DaSol Park
Fiction & Documentary Filmmaker based in NY state and South Korea
Fiction and documentary filmmaker DaSol Park draws on her experiences of moving between contrasting worlds—rural and urban, South Korea and the U.S. —to portray women’s simultaneous disconnection and solidarity in her films. Park’s work explores Korean women's dilemmas and struggles taking place in the 30 years after South Korea's rapid economic development, a period often referred to as "Miracle on the Han River".
Depicting the close connections people form and experience with family, romantic partners and friends, Park highlights the unspoken hierarchies and oppression that often exist in these relationships. Inspired by sociologist Erving Goffman’s idea that everyday life is a stage where people wear different masks, Park shaped her first film, "The Play" (2023), around this premise. In this five-minute, one-character film, the facade of a happy family is depicted through the character's mask-like makeup and the layered sound design, where family members only appear through their voices offscreen. Through these stylistic . . , Park points out deeply rooted disconnections and generational conflict present in many South Korean families.

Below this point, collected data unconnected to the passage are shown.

PR #1146, opened 2026-06-29
SRVKP-12032: Issued fix for removing cache and re-triggering tr api on every delete operation

anwesha-palit-redhat:
### AI generated PR description
https://github.com/openshift-pipelines/console-plugin/pull/1146#issuecomment-4831540199

### Screen recordings for PLR 

https://github.com/user-attachments/assets/d4861a4b-d4b3-4d1e-900d-6269d97dbc6a

### Screen recordings for TR 

https://github.com/user-attachments/assets/cc55b70d-7217-486e-8b7a-56d42fc09308

### DIFF
--- a/src/components/hooks/useTaskRuns.ts
+++ b/src/components/hooks/useTaskRuns.ts
@@ -4,9 +4,9 @@ import {
   Selector,
   getGroupVersionKindForModel,
   useFlag,
-  useK8sWatchResource
+  useK8sWatchResource,
 } from '@openshift-console/dynamic-plugin-sdk';
-import { differenceBy, uniqBy } from 'lodash-es';
+import { uniqBy } from 'lodash-es';
 import * as React from 'react';
 import {
   ApprovalFields,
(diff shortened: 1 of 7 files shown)


src/components/pipelines-tasks/TaskRunsRow.tsx
```diff
@@ -66,13 +66,16 @@ const TaskRunKebab: React.FC<TaskRunKebabProps> = ({ obj }) => {
...
-    namespace,
-  });
+  const canDeleteTaskRun =
+    useAccessReview({
+      group: TaskRunModel.apiGroup,
+      resource: TaskRunModel.plural,
+      verb: 'delete',
+      name,
+      namespace,
+    }) && !obj?.metadata?.annotations?.deletionTimestamp
```
arvindk-softwaredev: as `useAccessReview` returns an array and arrays will be truthy,  RBAC value from the hook might be lost
can we refactor this check?

src/components/hooks/useTaskRuns.ts
```diff
@@ -352,8 +342,12 @@ export const useRuns = <Kind extends K8sResourceKind>(
     return value;
   }, [etcdRuns, limit]);
 
-  // cache the last set to identify removed runs
-  etcdRunsRef.current = runs;
+  React.useEffect(() => {
+    if (etcdRuns.length < etcdRunsRef.current.length) {
+      setTrRefreshKey((k) => k + 1 + Date.now());
```
arvindk-softwaredev: nit: why are we adding 1 and timestamp to update `trRefreshKey`

src/components/pipelines-tasks/TaskRunsRow.tsx
anwesha-palit-redhat: nice catch!
updated

src/components/hooks/useTaskRuns.ts
anwesha-palit-redhat: Date.now() should be enough for a refresh key in most cases, just added `+1` to make sure the value changes even if two updates happen in the same millisecond

arvindk-softwaredev:
verified in openshift cluster using the PR image

https://github.com/user-attachments/assets/b71f7e55-3ef2-4e37-903d-036a772dcff5

arvindk-softwaredev (approved):
/lgtm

Her interest in complicated interpersonal relationships continues in her slice-of-life short film "Fix You" (2025). Portraying a friendship between two teenage girls, Park asks a painful question, "Can you accept yourself as who you are?" Park portrays characters who embody the suffocating reality faced by Korean teenagers suffering under unrealistic beauty standards and intense academic pressure. Through narratives of overcoming these struggles with friendship, her work seeks to heal the wounds they carry.
In her most recent film, "Nothing but Relationships" (2025), Park deepens her exploration of disconnection. Centered on the stories of two women in their mid-twenties, this documentary translates a decade of Korean feminist discourse into an intimate, personal narrative. Against the backdrop of an intense anti-feminist backlash, Park frames the struggles of Korean society through the lens of two women’s love stories. The tight focus ultimately reveals a perspective on the country’s intense and constant social tensions around sex and sexual politics.